» **Aim of the task**
Look through the data below and return each line where "things" appears.

[Data supplied]

PR #3715, opened 2024-05-10
Create misc files to accumulate pirated methods...

lgoettgens:
...to ease moving them downstream eventually.

This approach was suggested in the last triage meeting by (I unfortunately cannot remember).

I furthermore started moving some things that are very obviously capable of being moved downstream. There are many other things already with comments, but I would like to postpone this to another PR.


src/Misc/MoveToAbstractAlgebra.jl
```diff
@@ -0,0 +1,99 @@
...
+Return whether the form corresponding to the matrix `B` is alternating,
+i.e. `B = -transpose(B)` and `B` has zeros on the diagonal.
+Return `false` if `B` is not a square matrix.
+"""
+function is_alternating(B::MatElem)
+   n = nrows(B)
+   n==ncols(B) || return false
+
+   for i in 1:n
+      B[i,i]==0 || return false
```
fingolfin:
```suggestion
      is_zero(B[i,i]) || return false
```

fingolfin: Could also re-format the new files while at it (since theses are new files, it won't affect any open PRs negatively. Note that I am *not* suggesting to put them onto the list of files where we apply code formatting checks)

src/Misc/MoveToAbstractAlgebra.jl
```diff
@@ -0,0 +1,99 @@
...
+
+@doc raw"""
+    upper_triangular_matrix(L)
+
+Return the upper triangular matrix whose entries on and above the diagonal are the elements of `L`.
+
+An exception is thrown whenever the length of `L` is not equal to $n(n+1)/2$,
+for some integer $n$.
+"""
+function upper_triangular_matrix(L)
```
fingolfin: I know this PR just moves things around, but the code as it is definitely is not ready for broad consumption...


That said, it seems AA actually already defines it (and also `lower_triangular_matrix`) but with a much better docstring and a slightly nicer implementation.

So perhaps we can just delete it here?

src/Misc/MoveToNemo.jl
```diff
@@ -0,0 +1,11 @@
...
+# A place to accumulate code that should eventually be moved to Nemo.jl
+###############################################################################
+
+function Hecke.numerator(f::QQPolyRingElem, parent::ZZPolyRing = Hecke.Globals.Zx)
+  g = parent()
+  ccall((:fmpq_poly_get_numerator, Nemo.libflint), Cvoid, (Ref{ZZPolyRingElem}, Ref{QQPolyRingElem}), g, f)
+  return g
+end
+
+Hecke.minpoly(a::QQBarFieldElem) = minpoly(Hecke.Globals.Qx, a)
```
fingolfin, line 11: This can't be moved to Nemo as-is, it references Hecke.Globals.Qx. Similar above with `Hecke.Globals.Zx`.

... unless we also decide to move those to Nemo? Should we? @thofma @fieker

lgoettgens: Yes, that's true. I think this should be done, but we can discuss this elsewhere (in my upcoming issue/PR regarding this in Nemo e.g.) and not need to block this PR by this

docs/src/Groups/matgroup.md
```diff
@@ -79,8 +79,8 @@ pol_elementary_divisors(A::MatElem{T}) where T
 generalized_jordan_block(f::T, n::Int) where T<:PolyRingElem
 generalized_jordan_form(A::MatElem{T}; with_pol=false) where T
 matrix(A::Vector{AbstractAlgebra.Generic.FreeModuleElem{T}}) where T <: RingElem
-upper_triangular_matrix(L)
-lower_triangular_matrix(L)
+upper_triangular_matrix(L::AbstractVector{T}) where {T <: NCRingElement}
+lower_triangular_matrix(L::AbstractVector{T}) where {T <: NCRingElement}
```
fingolfin, line 83: Honestly I would just drop them from the documentation here. I am not sure why we listed them here (in the matrix group section) in the first place. 
```suggestion
```

Actually almost everything in this "Utilities for matrices" section is questionable here. Some should perhaps also be moved. Some should not be documented at all (I don't even understand the docstring for some of them, e.g. `pol_elementary_divisors`)

(This comment is not meant to be a blocker for this PR)

fingolfin (approved):
Fine by me

PR #3716, opened 2024-05-10
star_subdivision: refactor facet_signs to operate on oscar types

benlorenz:
To improve performance and avoid rare crashes:

I don't fully understand why the old code sometimes accesses already deleted `Polymake.Rational` numbers. They are created in the `F*v` multiplication but I don't see why these can be GCed and still be used for some assignment later on.

The crash usually looks like this
```
[28924] signal (11.128): Segmentation fault
in expression starting at REPL[18]:1
__gmpn_copyi_x86_64 at /home/lorenz/software/polymake/julia/julia/julia-1.10.3/bin/../lib/julia/libgmp.so.10 (unknown line)
Allocations: 540062742 (Pool: 540017641; Big: 45101); GC: 81
Segmentation fault
```
and for example appeared in the book tests (`specialized/bies-turner-string-theory-applications`), but also this one looks similar : https://github.com/oscar-system/Oscar.jl/actions/runs/9032323010/job/24820290639#step:9:336

I even got a similar crash while trying to benchmark the old and the new code. When it doesn't crash the old code runs like this:
```julia
julia> @benchmark _facet_signs(mp,new_ray)
BenchmarkTools.Trial: 8571 samples with 1 evaluation.
 Range (min … max):  278.723 μs … 731.682 ms  ┊ GC (min … max): 0.00% … 20.37%
 Time  (median):     324.794 μs               ┊ GC (median):    0.00%
 Time  (mean ± σ):   591.597 μs ±  12.505 ms  ┊ GC (mean ± σ):  9.74% ±  0.48%

                           ▃█▃   ▅▂                              
  ▂▂▂▂▂▁▁▁▁▁▁▂▂▂▂▂▂▂▂▃▃▂▃▃▃███▅▄███▅▄▃▃▃▃▃▃▃▃▃▃▃▂▂▂▂▂▂▂▂▂▂▂▂▂▂▂ ▃
  279 μs           Histogram: frequency by time          372 μs <

 Memory estimate: 89.72 KiB, allocs estimate: 9112.
```

And the new code:
```julia
julia> @benchmark _facet_signs(mo,new_ray_o)
BenchmarkTools.Trial: 10000 samples with 3 evaluations.
 Range (min … max):   8.470 μs … 65.220 μs  ┊ GC (min … max): 0.00% … 0.00%
 Time  (median):      9.949 μs              ┊ GC (median):    0.00%
 Time  (mean ± σ):   10.206 μs ±  2.345 μs  ┊ GC (mean ± σ):  0.00% ± 0.00%

         ▂▆██▇▄▂                                               
  ▂▂▂▂▃▅▆███████▇▅▄▃▂▂▂▂▂▂▂▂▂▂▂▂▂▂▂▂▂▂▂▂▂▂▂▂▂▂▁▂▂▂▂▂▂▂▂▂▂▂▂▂▂ ▃
  8.47 μs         Histogram: frequency by time        16.7 μs <

 Memory estimate: 10.79 KiB, allocs estimate: 81.
```

This could fix some of the crashes in #3633.

cc: @lkastner

### DIFF
--- a/src/PolyhedralGeometry/PolyhedralFan/standard_constructions.jl
+++ b/src/PolyhedralGeometry/PolyhedralFan/standard_constructions.jl
@@ -112,7 +112,7 @@ function star_subdivision(Sigma::_FanLikeType, new_ray::AbstractVector{<:Integer
   end
   mc_old = maximal_cones(IncidenceMatrix, Sigma)
 
-  facet_normals = pm_object(Sigma).FACET_NORMALS
+  facet_normals = matrix(QQ, pm_object(Sigma).FACET_NORMALS)
   refinable_cones = _get_maximal_cones_containing_vector(Sigma, new_ray)
   @req length(refinable_cones) > 0 "$new_ray not contained in support of fan."
   new_cones = _get_refinable_facets(Sigma, new_ray, refinable_cones, facet_normals, mc_old)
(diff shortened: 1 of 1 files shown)


lkastner (approved):
Thank you. ^^

lkastner (approved):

[/Data supplied]

» **Your response**
I furthermore started moving some things that are very obviously capable of being moved downstream. There are many other things already with comments, but I would like to postpone this to another PR.
fingolfin: I know this PR just moves things around, but the code as it is definitely is not ready for broad consumption...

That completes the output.